Items from a dataset
*****
PR #115, opened 2025-02-06
Update Docs with New Research Papers

mdr223:
Added new page which contains timeline of our research papers.

Added links on homepage to PalimpChat and Research Papers pages.


Tranway1 (approved):
Looks good to me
*****
For the string "Added", search the preceding data and copy every line that includes it.

Added new page which contains timeline of our research papers.
Added links on homepage to PalimpChat and Research Papers pages.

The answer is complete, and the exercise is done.